BEGIN

Issue #1874, opened 2019-04-23
Two different versions of the Windows Build Tutorial co-existing (build_windows.html)


gmanlan:
#### Problem location

Website points to: http://mlpack.org/doc/mlpack-3.0.4/doxygen/build_windows.html
Readme.md points to: https://www.mlpack.org/doc/mlpack-git/doxygen/build_windows.html

#### Description of problem

The "build mlpack for Windows from source" documentation is duplicated and is different depending on how you navigate. If you access through the website, you get one version, if you access through the Readme.md, you get a different (more recent?) version.

- NOTE: the apparently more recent version of the tutorial is now confusing because it has "options" or "different paths" to follow during the procedure. For example, the tutorial originally provided cmake cmd line steps but now we are offering cmake GUI steps as well, all in the same place, without proper formatting. This is very confusing. Also, it seems we now support package installation via vcpkg, which again, it is explained without context, under the same page and without even a subtitle. So it would be nice to separate or reformat all this information:
1) Building from source using cmake (the original tutorial)
  1.b) Alternatively using cmake GUI
2) Alternatively, installing via vcpkg

zoq:
Agreed this is somewhat confusing, since we already cover different build/installation it would be great if we could present each in a more structured view.

gmanlan:
This issue is covered with: https://github.com/mlpack/mlpack/pull/1893

PR #1893, opened 2019-05-04
Refactor Windows Build Tutorial

gmanlan:
Based on #1874, the following changes were made:

- Re-organized the tutorial structure so it's not that confusing: installation via vcpkg is introduced as an alternative to the build process with the option to skip it and continue with the build steps.
- Removed all the hardcoded versions of mlpack and dependencies from the paths, so we don't need to unnecessarily maintain the tutorial updated when new versions are released.
- Moved the alternative cmake GUI instructions to an appendix (so one main tutorial path can be followed).
- Added a NOTE about the ENSMALLEN dependency, that must be manually specified if cmake can't automatically download it
- Moved third party/old tutorials to a new section, so users can refer to them in case of issues

### DIFF
--- a/doc/guide/build_windows.hpp
+++ b/doc/guide/build_windows.hpp
@@ -117,7 +117,7 @@ or a different VS version, update the cmake command accordingly.
 cmake -G "Visual Studio 15 2017 Win64" -DBLAS_LIBRARY:FILEPATH="C:/mlpack/mlpack/packages/OpenBLAS.0.2.14.1/lib/native/lib/x64/libopenblas.dll.a" -DLAPACK_LIBRARY:FILEPATH="C:/mlpack/mlpack/packages/OpenBLAS.0.2.14.1/lib/native/lib/x64/libopenblas.dll.a" -DARMADILLO_INCLUDE_DIR="C:/mlpack/armadillo/include" -DARMADILLO_LIBRARY:FILEPATH="C:/mlpack/armadillo/build/Debug/armadillo.lib" -DBOOST_INCLUDEDIR:PATH="C:/boost/" -DBOOST_LIBRARYDIR:PATH="C:/boost/lib64-msvc-14.1" -DDEBUG=OFF -DPROFILE=OFF ..
 @endcode
 
-@note cmake will attempt to automatically download the ENSMALLEN dependency. If for some reason cmake can't download the dependency, you will need to manually download ENSMALLEN from http://ensmallen.org/ and extract it to "C:\mlpack\mlpack\deps\". Then, specify the path to ENSMALLEN using the flag: -DENSMALLEN_INCLUDE_DIR=C:/mlpack/mlpack/deps/ensmallen/include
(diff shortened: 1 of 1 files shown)


doc/guide/build_windows.hpp
```diff
@@ -91,67 +85,81 @@ This tutorial follows the second approach for simplicity.
...
+- You can generate the project using either cmake via command line or GUI. If you prefer to use GUI, refer to the \ref build_windows_appendix "appendix"
+- To use the CMake command line prompt, open the Command Prompt and navigate to "C:\mlpack\mlpack\build"
+- Run cmake:
+
+@code
+cmake -G "Visual Studio 15 2017 Win64" -DBLAS_LIBRARY:FILEPATH="C:/mlpack/mlpack/packages/OpenBLAS.0.2.14.1/lib/native/lib/x64/libopenblas.dll.a" -DLAPACK_LIBRARY:FILEPATH="C:/mlpack/mlpack/packages/OpenBLAS.0.2.14.1/lib/native/lib/x64/libopenblas.dll.a" -DARMADILLO_INCLUDE_DIR="C:/mlpack/armadillo/include" -DARMADILLO_LIBRARY:FILEPATH="C:/mlpack/armadillo/build/Debug/armadillo.lib" -DBOOST_INCLUDEDIR:PATH="C:/boost/" -DBOOST_LIBRARYDIR:PATH="C:/boost/lib64-msvc-14.1" -DDEBUG=OFF -DPROFILE=OFF ..
+@endcode
+
+@note cmake will attempt to automatically download the ENSMALLEN dependency. If for some reason cmake can't download the dependency, you will need to manually download ENSMALLEN from http://ensmallen.org/ and extract it to "C:\mlpack\mlpack\deps\". Then, specify the path to ENSMALLEN using the flag: -DENSMALLEN_INCLUDE_DIR=C:/mlpack/mlpack/deps/ensmallen/include
```
zoq: Is it intentional to write ensmallen in capital letters? When I talk about ensmallen I use the lower case from. My intention is to avoid the same situation that we see with mlpack which is mentioned in different flavors MLpack, MLPACK, mlpack, etc. I can see where MLPACK is coming from but I don't think MLpack is used in the codebase.

gmanlan: Nice catch. I guess it's just a mind trick. I got used to LAPACK, and mlpack is defined as "a machine learning analog to LAPACK", therefore the extrapolation. And ensmallen, well the only reference I found in mlpack's Readme.MD is the cmake flag which is uppercase. My bad. Will fix it soon. Thanks!

rcurtin:
Thanks @gmanlan, this is a really nice improvement and it'll be a lot more maintainable.  During merge I removed the Armadillo version number in c41c8aa01, since Armadillo versions change quickly and usually only the newest is available on the website.  I think the tutorial should still work fine with newer Armadillo versions.

gmanlan:
I agree. Thanks!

END

All records above must be printed again, exactly.

Issue #1874, opened 2019-04-23
Two different versions of the Windows Build Tutorial co-existing (build_windows.html)


gmanlan:
#### Problem location

Website points to: http://mlpack.org/doc/mlpack-3.0.4/doxygen/build_windows.html
Readme.md points to: https://www.mlpack.org/doc/mlpack-git/doxygen/build_windows.html

#### Description of problem

The "build mlpack for Windows from source" documentation is duplicated and is different depending on how you navigate. If you access through the website, you get one version, if you access through the Readme.md, you get a different (more recent?) version.

- NOTE: the apparently more recent version of the tutorial is now confusing because it has "options" or "different paths" to follow during the procedure. For example, the tutorial originally provided cmake cmd line steps but now we are offering cmake GUI steps as well, all in the same place, without proper formatting. This is very confusing. Also, it seems we now support package installation via vcpkg, which again, it is explained without context, under the same page and without even a subtitle. So it would be nice to separate or reformat all this information:
1) Building from source using cmake (the original tutorial)
  1.b) Alternatively using cmake GUI
2) Alternatively, installing via vcpkg

zoq:
Agreed this is somewhat confusing, since we already cover different build/installation it would be great if we could present each in a more structured view.

gmanlan:
This issue is covered with: https://github.com/mlpack/mlpack/pull/1893

PR #1893, opened 2019-05-04
Refactor Windows Build Tutorial

gmanlan:
Based on #1874, the following changes were made:

- Re-organized the tutorial structure so it's not that confusing: installation via vcpkg is introduced as an alternative to the build process with the option to skip it and continue with the build steps.
- Removed all the hardcoded versions of mlpack and dependencies from the paths, so we don't need to unnecessarily maintain the tutorial updated when new versions are released.
- Moved the alternative cmake GUI instructions to an appendix (so one main tutorial path can be followed).
- Added a NOTE about the ENSMALLEN dependency, that must be manually specified if cmake can't automatically download it
- Moved third party/old tutorials to a new section, so users can refer to them in case of issues

### DIFF
--- a/doc/guide/build_windows.hpp
+++ b/doc/guide/build_windows.hpp
@@ -117,7 +117,7 @@ or a different VS version, update the cmake command accordingly.
 cmake -G "Visual Studio 15 2017 Win64" -DBLAS_LIBRARY:FILEPATH="C:/mlpack/mlpack/packages/OpenBLAS.0.2.14.1/lib/native/lib/x64/libopenblas.dll.a" -DLAPACK_LIBRARY:FILEPATH="C:/mlpack/mlpack/packages/OpenBLAS.0.2.14.1/lib/native/lib/x64/libopenblas.dll.a" -DARMADILLO_INCLUDE_DIR="C:/mlpack/armadillo/include" -DARMADILLO_LIBRARY:FILEPATH="C:/mlpack/armadillo/build/Debug/armadillo.lib" -DBOOST_INCLUDEDIR:PATH="C:/boost/" -DBOOST_LIBRARYDIR:PATH="C:/boost/lib64-msvc-14.1" -DDEBUG=OFF -DPROFILE=OFF ..
 @endcode
 
-@note cmake will attempt to automatically download the ENSMALLEN dependency. If for some reason cmake can't download the dependency, you will need to manually download ENSMALLEN from http://ensmallen.org/ and extract it to "C:\mlpack\mlpack\deps\". Then, specify the path to ENSMALLEN using the flag: -DENSMALLEN_INCLUDE_DIR=C:/mlpack/mlpack/deps/ensmallen/include
(diff shortened: 1 of 1 files shown)


doc/guide/build_windows.hpp
```diff
@@ -91,67 +85,81 @@ This tutorial follows the second approach for simplicity.
...
+- You can generate the project using either cmake via command line or GUI. If you prefer to use GUI, refer to the \ref build_windows_appendix "appendix"
+- To use the CMake command line prompt, open the Command Prompt and navigate to "C:\mlpack\mlpack\build"
+- Run cmake:
+
+@code
+cmake -G "Visual Studio 15 2017 Win64" -DBLAS_LIBRARY:FILEPATH="C:/mlpack/mlpack/packages/OpenBLAS.0.2.14.1/lib/native/lib/x64/libopenblas.dll.a" -DLAPACK_LIBRARY:FILEPATH="C:/mlpack/mlpack/packages/OpenBLAS.0.2.14.1/lib/native/lib/x64/libopenblas.dll.a" -DARMADILLO_INCLUDE_DIR="C:/mlpack/armadillo/include" -DARMADILLO_LIBRARY:FILEPATH="C:/mlpack/armadillo/build/Debug/armadillo.lib" -DBOOST_INCLUDEDIR:PATH="C:/boost/" -DBOOST_LIBRARYDIR:PATH="C:/boost/lib64-msvc-14.1" -DDEBUG=OFF -DPROFILE=OFF ..
+@endcode
+
+@note cmake will attempt to automatically download the ENSMALLEN dependency. If for some reason cmake can't download the dependency, you will need to manually download ENSMALLEN from http://ensmallen.org/ and extract it to "C:\mlpack\mlpack\deps\". Then, specify the path to ENSMALLEN using the flag: -DENSMALLEN_INCLUDE_DIR=C:/mlpack/mlpack/deps/ensmallen/include
```
zoq: Is it intentional to write ensmallen in capital letters? When I talk about ensmallen I use the lower case from. My intention is to avoid the same situation that we see with mlpack which is mentioned in different flavors MLpack, MLPACK, mlpack, etc. I can see where MLPACK is coming from but I don't think MLpack is used in the codebase.

gmanlan: Nice catch. I guess it's just a mind trick. I got used to LAPACK, and mlpack is defined as "a machine learning analog to LAPACK", therefore the extrapolation. And ensmallen, well the only reference I found in mlpack's Readme.MD is the cmake flag which is uppercase. My bad. Will fix it soon. Thanks!

rcurtin:
Thanks @gmanlan, this is a really nice improvement and it'll be a lot more maintainable.  During merge I removed the Armadillo version number in c41c8aa01, since Armadillo versions change quickly and usually only the newest is available on the website.  I think the tutorial should still work fine with newer Armadillo versions.

gmanlan:
I agree. Thanks!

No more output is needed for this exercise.